I plan on moving into the ranks of a well rounded smoker.  I've heard all of the discussions about separating the point from the flat.  Could someone post a picture or diagram pointing these out. I would really appreciate it.  I really can't wait to give this a try.

Thanks


----------



## s2k9k (Mar 13, 2012)

Did you want to separate before or after the smoke? After it almost just falls off, just find the fat line that connects them and you can practically separate with a butter knife. Before the smoke when it's still raw is a little trickier but still not hard. Try searching the forum for separating point from flat, I know I've seen some detailed posts about it but don't remember exactly where but should be easy to find.


----------



## redclaymud (Mar 15, 2012)

I'm taking notes.  Some good ideas here.
 


scpatterson said:


> Same here....Put a little Smoke Wagon sauce, extra rub and back in they go all cubed up....Now for a walk on the wild side throw into pan after cubed mix with some crushed red pepper flakes and some honey, and crushed garlic.. I like em hot myself but not the family


----------



## redclaymud (Mar 15, 2012)

Wow, lots of learning opportunities here.  I found a brisket link:  http://www.virtualweberbullet.com/brisketselect.html


----------



## dc88 (Nov 25, 2012)

You can also used these burnt tips (flavor hogs) and mix them into your baked beans.  Gives the beans a nice smokey flavor.


----------



## bh smokin que (Apr 24, 2013)

Being From Kansas City, I love burnt ends and that's exactly how they should look.  Yum. Just got my new MES and my plan is to smoke a brisket this weekend.


----------



## dumasbro2 (Oct 30, 2013)

Dong a brisket this weekend, can I cut the flat and chunk whatever is left of the point and finish them the next day? It will get too late to finish them Saturday. I "have" to do ribs Sunday anyhow.


----------



## lamrith (Sep 25, 2014)

Would cooking the point all the way to when the flat is done possibly make it to "done" to cube well?  Meaning it is falling apart as you try to cube it up.  Would it be better to split them @ 170* mark when you foil them?  Then put the flat in foiled to finish.  While that is happening cube up the point, season to taste and put that back in with the flat to finish as well?
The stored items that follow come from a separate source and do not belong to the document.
PR #125, opened 2017-05-18
Package updates

timhaines:
Updating ember-cli-htmlbars still causes problems.  Might have to dig into that one sometime.


package.json
```diff
@@ -26,11 +26,11 @@
     "ember-ajax": "^2.5.6",
     "ember-changeset": "^1.2.3",
     "ember-changeset-validations": "^1.2.6",
-    "ember-cli": "2.12.0",
+    "ember-cli": "^2.13.1",
```
fotinakis: Let's not upgrade ember-cli independently of upgrading ember source — would love to keep them in sync so we never have to worry about any incompatibilities. I think same with the ember-cli deps below you've changed, I think it's fine to upgrade them now if you want to, but it may make more sense to wait for #121

PR #126, opened 2017-05-23
New decoupled asset deployment pipeline.

fotinakis:
Fixes [ch350] and deployment pipeline.

* For production, compile assets with a prepended `/static/` path. Also add fingerprints to SVG filenames.
* Configured production load balancer to serve `percy.io/static/*` from GCS with Google Cloud CDN enabled for another level of caching.
* Add `deploy-assets` makefile target that uses `gsutil` to upload files to storage.


fotinakis:
@djones would love to show you this working in person for review.

fotinakis:
@djones Ready for review here! I've verified that this will work in production and in our new more automated build pipelines. Will book some time with you tomorrow to go through this.

timhaines:
I'm interested in staying up to date with how this works.  Please include me when you schedule the discussion @fotinakis.

fotinakis:
Sounds good, added you to the meeting.

ember-cli-build.js
```diff
@@ -15,7 +15,11 @@ module.exports = function(defaults) {
     },
     sassOptions: {
       extension: 'sass',
-    }
+    },
+    fingerprint: {
+      extensions: ['js', 'css', 'png', 'jpg', 'gif', 'map', 'svg'],
```
fotinakis: Per discussion, let's fingerprint everything including fonts.

fotinakis: Turns out we can't do this because ember-font-awesome has it's own internal cache busting mechanism with query params (`src: url(/fonts/fontawesome-webfont.eot?v=4.4.0);`), so we need to not fingerprint those yet (but we can still update them and it'll be fine since the CDNs will all cache including the query param).

PR #129, opened 2017-05-29
[WIP] Story 111 view full

rosschapman:
Bugs/Design:
- [x] Tweak header bar spacing
- [x] When `New snapshot, nothing to compare yet` text needs to be centered and styled
- [x] Hide expand button in Overview Mode
- [x] Fix header to top
- [x] Design parity between current snapshot header
- [x] Don't reuse snapshot viewer header, but abstract out shared styles
- [x] Change "screenshot" to "comparison mode" or "mode"
- [x] Change "new, base, diff" to "base, head, diff"
- [x] Preserve mode state from snapshot-viewer to full-view 
  In snapshot-viewer only switch between "head" and "diff" mode)
- [x] One liner `cycleMode` with mod
- [x] Figure out if smaller width screenshots should be full-screen (probably)
- [x] Don't duplicate but create new component for comparison viewer templates (ie snapshotmissing)
 
Features:
- [x] `Esc` should exit full view 
- [x] Arrow keys should cycle screenshots
- [x] Add width to url for hyperlinking all the way

From June 8:

- [x] When clicking fullscreen button, "Diff" should be the default state.
- [x] Missing image: Diff mode should overlay the diff on the head image in fullscreen mode (same as current UI).
- [x] Missing interaction: clicking on the image should rotate through to the next mode. Since the image doesn't exist in some states ("new snapshot"), I think the best UX is clicking anywhere in the entire lower section (via a transparent overlay) should rotate through the images. The cursor should also be a pointer.
- [x] Missing style: the same style of simple shadow border should surround the images.
- [x] Broken scrollbar: for some reason, the horizontal scrollbar is always at the bottom of the page (ie. you have to scroll down to see it) when the window is smaller.
- [x] State issue: escaping the mode should drop you back to the same scroll position as you were in before you entered it. Think of this flow: "what is that diff? ... zoom in ... ok got it ... zoom out"
- [x] UI nitpick: the fullscreen button should be square, and be all the way to the right of the box and have even margins.
- [x] Ordering and naming: How about in the UI we call them "Original" "Diff" and "New" (instead of "Base" "Diff" and "New Version" — just talking about the user-centric UI words here, in the codebase we should consistently call them `base`/`head`/`diff`). Also we'd like to swap the order in the UI to be "Original" on the left, "Diff" in the middle, and "New" on the right. Reason being, when you land on "Diff" to start you click and get to "New" immediately, which maps with what've trained people to do in the build UI.


rosschapman:
@fotinakis this is ready for a test drive. Let's chat after you take a look.

app/templates/components/snapshot-viewer-full.hbs
```diff
@@ -0,0 +1,38 @@
+<div class="Viewer-header SnapshotViewerFull-header row">
```
rosschapman: @fotinakis what do you think about declaratively composing classes like this? I think it may be a departure from your "single-class" encapsulation paradigm but because there are multiple elements that need sharing it actually seemed like less confusing code to create multiple mixins for `Viewer-header` and `Viewe-header-title` vs just being able to declare those classes in the template.

timhaines:
@rosschapman This is feeling awesome.  Had a quick play and it's easy to move around through the various options.  I noticed pushing `esc` results in scrolling to the to top of the list when the full screen closes, which is unintended behavior I think.  Closing full screen with the close icon seems to preserve the scroll position correctly.

Can we get some Percy snapshots added to the tests that show the pop-up in a few different states please?

timhaines:
image

Two lines of text fit okay in the header.

rosschapman:
@timhaines yep I'll work on some tests. And yeah, long titles are not looking terrible.

fotinakis:
Nice!

Clicking through the UI, some comments:
- When clicking fullscreen button, "Diff" should be the default state.
- Missing image: Diff mode should overlay the diff on the head image in fullscreen mode (same as current UI).
- Missing interaction: clicking on the image should rotate through to the next mode. Since the image doesn't exist in some states ("new snapshot"), I think the best UX is clicking anywhere in the entire lower section (via a transparent overlay) should rotate through the images. The cursor should also be a pointer.
- Missing style: the same style of simple shadow border should surround the images.
- Broken scrollbar: for some reason, the horizontal scrollbar is always at the bottom of the page (ie. you have to scroll down to see it) when the window is smaller.
- State issue: escaping the mode should drop you back to the same scroll position as you were in before you entered it. Think of this flow: "what is that diff? ... zoom in ... ok got it ... zoom out"
- UI nitpick: the fullscreen button should be square, and be all the way to the right of the box and have even margins. Ie closer to this spacing in the header:
screen shot 2017-06-08 at 2 24 56 pm
vs.  
screen shot 2017-06-08 at 2 25 12 pm

- Ordering and naming: talked through the naming with @djones and I think we came up with some more intuitive names for the modes. How about in the UI we call them "Original" "Diff" and "New" (instead of "Base" "Diff" and "New Version" — just talking about the user-centric UI words here, in the codebase we should consistently call them `base`/`head`/`diff`). Also we'd like to swap the order in the UI to be "Original" on the left, "Diff" in the middle, and "New" on the right. Reason being, when you land on "Diff" to start you click and get to "New" immediately, which maps with what've trained people to do in the build UI.

app/templates/components/snapshot-viewer-full.hbs
fotinakis: Yeah this is a nice way to share the classes between the two states 👍

app/components/comparison-viewer-full.js
```diff
@@ -3,10 +3,13 @@ import Ember from 'ember';
 export default Ember.Component.extend({
   classNames: ['ComparisonViewerFull'],
   comparison: null,
-  isBase: Ember.computed.equal('comparisonMode', 'base'),
+  isOriginal: Ember.computed.equal('comparisonMode', 'original'),
```
fotinakis: This may be counter-intuitive but I think we should not have the word "original" in the codebase at all, except for where it's presented to users in the UI from the template. We already consistently use "base" and "head" everywhere to refer to the comparison's before/after states, so even though we say "Original" and "New" in the UI we should keep this as `isBase`, here and elsewhere, in the `galleryMap`, etc. This naming decoupling also gives us the flexibility to rename the modes in the UI later from "Original" to something else, without having to refactor the underlying code.

rosschapman:
@fotinakis a few clarifications. 

- By "shadow border" you mean box-shadow on the images when in full screen mode? So the images would not be entirely flush with viewport? 
- Can you send me a url where I can test the broken scrollbar? Not sure what you mean exactly.

timhaines:
Heads up that 16 of the existing snapshots aren't running.

rosschapman:
@fotinakis fixed broken tests and added a few more. There's a bit of strange routing behavior I had to compensate for in build-test.js. Maybe you have some thoughts about it. Otherwise ready for another review.

timhaines:
@rosschapman Found a wee bug.  In the 2 column view, if you scroll down and try and rotate through diff and new screenshot, you get scrolled to the top of the list.

timhaines:
@rosschapman Pushing the `esc` key when viewing a single snapshot presents the header and a blank screen, rather than the list of snapshots.

timhaines:
@rosschapman @fotinakis I noticed that if you open the single snapshot view, scroll down, close it, then scroll down the list and reopen the single snapshot view for another snapshot, the single snapshot view is already partially scrolled down.  I think the expected behavior would probably be to scroll the single snapshot view to top each time it's reopened?

app/components/build-container.js
```diff
@@ -1,38 +1,23 @@
...
-export default Ember.Component.extend({
+export default Ember.Component.extend(ScrollableMixin, {
   build: null,
   activeSnapshotId: null,
   updateActiveSnapshotId: null,
   classNames: ['BuildContainer'],
   maxWidth: Ember.computed.max('build.comparisonWidths'),
   buildContainerSelectedWidth: Ember.computed.oneWay('maxWidth'),
   noWidthSelected: false,
+  currentPos: null,
```
fotinakis: `currentPos` --> `currentPosition`

app/mixins/scrollable.js
```diff
@@ -0,0 +1,29 @@
...
+    };
+
+    Ember.$(document).on('touchmove.scrollable', onScroll);
+    Ember.$(window).on('scroll.scrollable', onScroll);
+  }.on('didInsertElement'),
+
+  unbindScrolling: function() {
+    Ember.$(window).off('.scrollable');
+    Ember.$(document).off('.scrollable');
+  }.on('willDestroyElement'),
```
fotinakis: Use `Ember.on` like: `unbindScrolling: Ember.on('willDestroyElement', function() { ...` instead of prototype extensions. Here and elsewhere in this file.

app/mixins/scrollable.js
```diff
@@ -0,0 +1,29 @@
+import Ember from 'ember';
+
+export default Ember.Mixin.create({
+  scrollingTimeout: 100,
+  bindScrolling: function() {
+    let self = this,
```
fotinakis: Could remove the `self` scope hack by using an arrow function.

app/models/build.js
```diff
@@ -38,7 +38,12 @@ export default DS.Model.extend({
   commit: DS.belongsTo('commit', {async: false}),  // Might be null.
   baseBuild: DS.belongsTo('build', {async: false, inverse: null}),
   comparisons: DS.hasMany('comparison', {async: true}),
-  snapshots: DS.hasMany('snapshot', {async: true}),
+
+  snapshots: Ember.computed('comparisons', function() {
```
fotinakis: Nice, this is a fair thing to do until we have a real snapshots API.

app/router.js
```diff
@@ -49,7 +49,9 @@ Router.map(function() {
     this.route('project', {path: '/:project_id'}, function() {
       this.route('settings');
       this.route('builds', {}, function() {
-        this.route('build', {path: '/:build_id'});
+        this.route('build', {path: '/:build_id'}, function() {
+          this.route('snapshot', {path: '/view/:snapshot_id/:width'});
```
fotinakis: Is it easy to make this `:snapshot_id/:comparison_id` instead of `:width`? Using the comparison will be more future proof.

app/routes/organization/project/builds/build.js
```diff
@@ -6,6 +6,7 @@ export default Ember.Route.extend(AuthenticatedRouteMixin, {
     activeSnapshotId: {as: 'snapshot', replace: true}
   },
   afterModel(model) {
+    debugger
```
fotinakis: Drop.

app/routes/organization/project/builds/build.js
```diff
@@ -37,6 +38,16 @@ export default Ember.Route.extend(AuthenticatedRouteMixin, {
     },
     updateActiveSnapshotId(snapshotId) {
       this.set('controller.activeSnapshotId', snapshotId);
-    }
+    },
+    showSnapshotFullModal(snapshotId, snapshotSelectedWidth) {
+      Ember.$('.BuildContainer').hide();
```
fotinakis: Per discussion, use a variable here instead of jquery DOM manipulation.

app/routes/organization/project/builds/build.js
```diff
@@ -37,6 +38,16 @@ export default Ember.Route.extend(AuthenticatedRouteMixin, {
...
+      this.controller.set('trackScroll', false);
+      this.transitionTo(
+        'organization.project.builds.build.snapshot',
+        snapshotId,
+        snapshotSelectedWidth,
+        {queryParams: {m: 'diff'}}
```
fotinakis: Let's use `mode` in the query param instead of `m`, for clarity. No need to obfuscate that.

app/routes/organization/project/builds/build/snapshot.js
```diff
@@ -0,0 +1,56 @@
...
+      this.transitionTo(
+        routeName,
+        build.id,
+        snapshot.id,
+        width,
+        {queryParams: {comparisonMode: comparisonMode}}
+      );
+    },
+    closeSnapshotFullModal(buildId, snapshotId) {
+      Ember.$('.BuildContainer').show();
```
fotinakis: Same here.

app/router.js
rosschapman: It can be done. I went this direction since it's makes the url a bit more meaningful which I think was @timhaines's instinct as well.

rosschapman:
@fotinakis see https://github.com/percy/percy-web/pull/129/commits/8a5c8f2f25c6b9036cea39e269c287bfe3a7ea8f as stop-gap while you explain to me how broccoli works. :)

PR #132, opened 2017-06-14
Add snapshots of width selector, pending builds, and processing builds

timhaines:


app/components/build-container.js
```diff
@@ -45,10 +45,14 @@ export default Ember.Component.extend({
     while (this.get('numPollRequests') < MAX_UPDATE_POLLING_REQUESTS) {
       this.incrementProperty('numPollRequests');
       this.get('build').reload().then((build) => {
-        if (this.get('build.isPending') || this.get('build.isProcessing')) {
-          build.get('comparisons').reload();
-        } else {
-          build.get('comparisons').reload();
+        build.get('comparisons').reload();
+        if (!(this.get('build.isPending') || this.get('build.isProcessing'))) {
```
fotinakis: I believe this will change the logic here — if a build is processing, we WANT the task to keep running and reload until the build is finished.

timhaines: @fotinakis That may mean this is too confusing to read (I don't think it changes the logic).  Would it be better as `if (!this.get('build.isPending') && !this.get('build.isProcessing'))`  ?  Or perhaps even abstracting the `this.get('build.isPending') || this.get('build.isProcessing')` as a `continueReloadingAttempts()` function and then using if (!continueReloadingAttempts())   ?

timhaines:
@fotinakis Refactored to make clearer.  👍

app/components/build-container.js
```diff
@@ -16,6 +16,10 @@ export default Ember.Component.extend({
   selectedNumColumns: 1,
   showComparisons: Ember.computed.or('build.isPending', 'build.isProcessing', 'build.isFinished'),
 
+  buildHasReloadableState() {
```
fotinakis: Ah yes I didn't see the outer parens around `!(foo || bar)`, thanks for refactoring to be easier to read.

A slightly more Ember idiomatic way would be to use an [Ember.computed](https://www.emberjs.com/api/classes/Ember.computed.html) property if you have simple AND/OR logic:

```javascript
shouldPollForUpdates: Ember.computed.or('build.isPending', 'build.isProcessing'),
```

Then reference `this.get('shouldPollForUpdates')` in the conditional. This will be more efficient as well because Ember's bindings won't recompute the value of `shouldPollForUpdates` until the build properties change.

PR #137, opened 2017-06-18
Move button text up slightly

timhaines:


timhaines:
@djones @fotinakis Talked about this a while ago - moving the button text up by a pixel or two.

timhaines:
I think it has a large positive impact on some of the buttons.  Settings and Refresh at the top of the project page, and the Approve button on a build.  Other buttons, it feels like a small change without making them better or worse.

fotinakis:
Not sure why, probably the icons, but certain ones are pretty off center now:
screen shot 2017-06-18 at 2 49 55 pm

timhaines:
@fotinakis Ahh yeah, that one in your screenshot looks worse.  I'll go through each of the screens.

PR #139, opened 2017-06-22
Update docs

timhaines:
Almost tempted to push these simple docs update PRs straight to master.


fotinakis:
Definitely 👍  with pushing these straight to master, we could even automate those commits at some point.

PR #142, opened 2017-07-02
Update non-core packages for minor version bumps

timhaines:


timhaines:
@fotinakis Does the logos jumping sideways on the desktop version here (in Percy snapshots) make sense to you?

timhaines:
@fotinakis No visual diffs now, as expected.

PR #143, opened 2017-07-04
Improve build and docs page analytics.

fotinakis:
Some new events for the build page so that we can have more information about what UI features people are using the most:

- "Docs Page Viewed"
- "Snapshot Fullscreen Selected" - when the fullscreen button is clicked
- "Snapshot Fullscreen Viewed" - when a snapshot is viewed fullscreen (might happen by sending a link)
- "Build Width Selected" - width selector dropdown
- "Build Zoom Level Selected" - tracks Overview mode on/off (to be more future proof the name for this follows the internal implementation where we simple switch the number of number of columns currently viewed)

Also added to our [event taxonomy](https://docs.google.com/spreadsheets/d/16X1DnPSHCCr6J65dsisMT_fNU2n4FhdHquzRtBOLQ3I/edit#gid=0).

Tested: manually verified each event tracks data correctly and at the right moment.


app/components/build-mode-picker.js
```diff
@@ -5,14 +5,16 @@ export default Ember.Component.extend({
   selectNumColumns: null,  // Action to pass in.
   selectedNumColumns: 1,
 
-  classNames: ['ComparisonModePicker'],
+  classNames: ['BuildModePicker'],
```
fotinakis: Sneaking in a tiny refactor to fix some naming inconsistency.

timhaines:
@fotinakis `Build Mode Columns Selected` seems a confusing/unintuitive name for me at first blush.  Can you explain your thinking on that in a little more detail pls?

fotinakis:
@timhaines Agreed it's a confusing name, I'll try to think of something shorter. The way it's architected underneath, we support showing any number of columns at a time — "overview mode" just happens to be one instance of that where we pick 4 columns. @djones and I were chatting about the header redesign and think we may use 🔎+ and 🔎- icons and get rid of the word "overview" in the UI, so I wanted to make an event name that was a little bit closer to the implementation "selecting the number of columns to view" rather than the UI "overview" wording.

fotinakis:
Per discussion, changed "Build Mode Columns Selected" to "Build Zoom Level Selected".

PR #147, opened 2017-07-12
Build overview header

djones:


tests/acceptance/build-test.js
```diff
@@ -137,8 +137,8 @@ describe('Acceptance: Build', function() {
     });
     percySnapshot(this.test.fullTitle() + ' on the build page');
 
-    click('.BuildModePicker button');
-    percySnapshot(this.test.fullTitle() + ' in overview mode');
+    //click('.BuildModePicker button');
```
djones: these commented lines are removed in another PR.

tests/integration/components/build-overview-test.js
```diff
@@ -0,0 +1,81 @@
+/* jshint expr:true */
```
fotinakis: :man_dancing: 🍰

fotinakis:
One more comment: I think we should say "in 15 snapshots" rather than "from 15 snapshots"

app/styles/components/_build_overview.sass
```diff
@@ -0,0 +1,58 @@
+$statusBarWidth: 10px
```
djones: Good catch. Interestingly this approach fixes the global scope issue:

```
.BuildOverview
  $statusBarWidth: 10px
  width: $statusBarWidth // OK to use it here

body
  width: $statusBarWidth // Undefined variable error here.
```

djones: Fixed with 8df73b2b70e95a7ad4226e7311a2cacf05e2d925

PR #149, opened 2017-07-13
New fixed build header

djones:
This PR brings quite substantial updates, more so than the title suggests.

Generally speaking I've tried to approach the new toolbar by reusing as much styling as possible from the existing one. So we reduce the amount of customizations introduced for the build-specific toolbar. This approach has resulted in some changes to buttons and menu items that are not seen in the build-specific toolbar.

### Removes Overview/Detail Mode

Based on usage data less than 2% of users use that.

### Significant Mobile Improvements

Below is the biggest change. You can see a larger snapshot review area. New toolbar that takes up way less space. Example titles are hidden on mobile to fix breaking the layout of the browser size pills. It should be very usable on mobile now.

screen shot 2017-07-18 at 3 05 27 pm

### Cross Browser Dropdown Styling

Currently in Safari, the browser width dropdown looks like this:

screen shot 2017-07-18 at 3 24 03 pm

That's fixed in this PR. It looks like this now in Safari:

screen shot 2017-07-18 at 3 25 06 pm

### Settings Spacing Fix

Turns out nav item spacing wasn't even before around settings, now it is.

screen shot 2017-07-13 at 11 40 11 am

### Build Header styling Applied to Full Screen Header

Drop shadow gone.

screen shot 2017-07-18 at 3 33 38 pm

Todo:

- [x] Flesh out the approval text once approved.
- [x] Include "Percy" wording on the marketing site
- [x] Add back in trial expiry info
- [x] Make approved more obvious


timhaines:
Looking good David.  Was just taking another peek through the screenshots in Percy.  I'm guessing this one may have been an accidental side effect?  https://percy.io/percy/percy-web/builds/286647/view/8966984/1280?mode=head&snapshot=8966984

app/styles/_buttons.sass
```diff
@@ -53,17 +54,6 @@ input[type="button"],
...
-    background-color: $dark-purple
-
-    &:hover,
-      color: $white
-      background-color: $purple
-
-    &:active
-      box-shadow: inset 3px 3px 120px -40px rgba(0,0,0,0.75)
-
   &.Button--onDark.Button--primary,
```
fotinakis: Since you're killing `.Button--onDark` and moving it into `.Header--dark .Button` styles below, can you move this one too?

app/styles/_header.sass
```diff
@@ -39,42 +38,42 @@
...
+    a:not(.Button)
+      color: $white
+      
+      &:hover
+        color: $lightest-purple
+
+    .NavMenu-item
+      line-height: 4.0rem
+
+  &.Header-light
```
fotinakis: I think this code might be dead? Or `Header-light` should be `Header--light` and moved up ^^, right?

app/styles/app.sass
```diff
@@ -51,6 +54,7 @@
 @import 'components/snapshot_list'
 @import 'components/forms/billing_edit'
 @import 'components/forms/organization_user_edit'
+@import 'components/fixed_top_build_header'
```
fotinakis: Possible renaming since this will be with us for a while, we could call this something shorter like `BuildBar` or `ReviewBar`. I don't think we can call it `BuildHeader` since that's something else?

app/styles/components/_build_overview_icon.sass
```diff
@@ -0,0 +1,20 @@
+$icon-size: 22px
```
fotinakis: These will be globals, unfortunately, and `icon-size` is a pretty common name. Probably need to "namespace" them like `$build-overview-icon-size`, or actually make them globals and move them into layouts.sass or something,

app/styles/components/_build_overview_info.sass
```diff
@@ -0,0 +1,18 @@
+.BuildOverviewInfo
+  margin-top: 5px
+  text-align: right
+
+  h2
+    margin-bottom: 5px
+
+  .BuildOverviewInfo-PrNumber
```
fotinakis: Should be `-prNumber` not `-PrNumber`

app/templates/components/trial-bar.hbs
```diff
@@ -0,0 +1,18 @@
+{{#if organization.subscription.isTrialOrFree}}
+  <div class="Header-trialBar">
```
fotinakis: By convention, can't have a `Header-trialBar` inside of a `TrialBar` component, this component and it's own internals shouldn't know anything about the fact that it is sitting in the `Header`.

tests/factories/repo.js
```diff
@@ -0,0 +1,11 @@
+import FactoryGuy from 'ember-data-factory-guy';
+
+FactoryGuy.define('repo', {
+  traits: {
+    percyWeb: {
```
fotinakis: This looks more like a type/subclass of repo, not a "trait" of the repo. You could pull it out of the traits block to make it it's own type, but ideally we should just be able to call `make('repo')` and have it have some nice defaults. So maybe just make these `default` attributes too like in #147 ?

```js
default: {
  name: 'test',
  slug: 'percy/test',
  htmlUrl: 'https://github.com/percy/test',
  isPrivate: false,
  description: '',
  createdAt: () => new Date(),
  updatedAt: () => new Date(),
}
```

tests/integration/components/build-overview-info-test.js
```diff
@@ -0,0 +1,40 @@
...
+  it('renders with pull request', function() {
+    let build = make('build', 'isGithubLinked', 'hasPullRequest');
+    this.set('build', build);
+
+    this.render(hbs`{{build-overview-info build=build}}`);
+    percySnapshot(this.test);
+  });
+
+  it('renders with github branch', function() {
+    let build = make('build', 'isGithubLinked', 'hasBranch');
```
fotinakis: "branch" is a required attribute of builds, `hasBranch` is redundant and should just be one of the defaults.

I think the three states here are these?

- `make('build', 'isGithubLinked', 'hasPullRequest')`
- `make('build', 'isGithubLinked')`
- `make('build')`

app/styles/app.sass
djones: It was based on the naming of our existing "fixed-top-header". But putting that aside, something like `BuildToolbar` feels pretty good to me. Will update.

app/styles/_buttons.sass
djones: Decided to leave this one.

app/styles/app.sass
```diff
@@ -77,6 +78,7 @@
 @import 'components/saving_indicator'
 @import 'components/supported_cis_image'
 @import 'components/sync_repos_section'
+@import 'components/trialbar'
```
fotinakis: consistency nitpick: this should be `trial_bar`

djones: @fotinakis yup it's fixed with 4ecbc38a3d229f8a5bc286fbfce4ce8e4322835f probably committed while you were reviewing

PR #151, opened 2017-07-15
Upgrade packages.

timhaines:


timhaines:
@fotinakis Have looked at the organization picker in the header and on the pricing page, and at the width selector on the build header.  Let me know if the power-selects are used in another location I should check?

PR #63, opened 2018-02-01
Close #60: address resolution for gateway

### LINKED ISSUE #60: Allow the gateway to connect to resolvable addresses  instead of only ip-addresses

That is how I usually do Pork butts now.  they come in packers with 2 butts and I will foil one at midpoint and cube the other for burn ends.  Just wonder if that would work for brisket as well.


----------



## dumasbro2 (Sep 26, 2014)

I usually take the temperature in the flat, take everything off at 190-195. Foil and rest for an hour or so, separate the point, cube it, add sauce in a foil pan and back in the smoker for 2 to 3 hours. Re-foil the flat Works well for me.


----------



## lamrith (Sep 27, 2014)

Did my 1st big brisket cook lastnight. 

I did not inject, just put a rub on it after trimming.

Started @ midnight 180* for 5hrs

225* for 4 more hours, reached 160*

pulled out and put in a big pan with 2 cups of beef broth and then foiled over.

Back in @ 250 until 205* internal.

pulled out of pan, separated point, foiled the flat and into cooler to rest for 4hrs (till dinner)

The point I cubed up for burnt ends, added rub, some sweet baby rays, then back into 250* smoker to 1.5hrs.  stirred every 30min.  Turned out AWESOME!

The Flat however was pretty tender but DRY.  very dry.  big smoke ring, rub was overpowering, but meat had good flavor otherwise.  Was actually so dry was not enjoyable to eat, and almost not cutable with a fork.

Should I have left it in the pan to rest rather than pulling out and foiling?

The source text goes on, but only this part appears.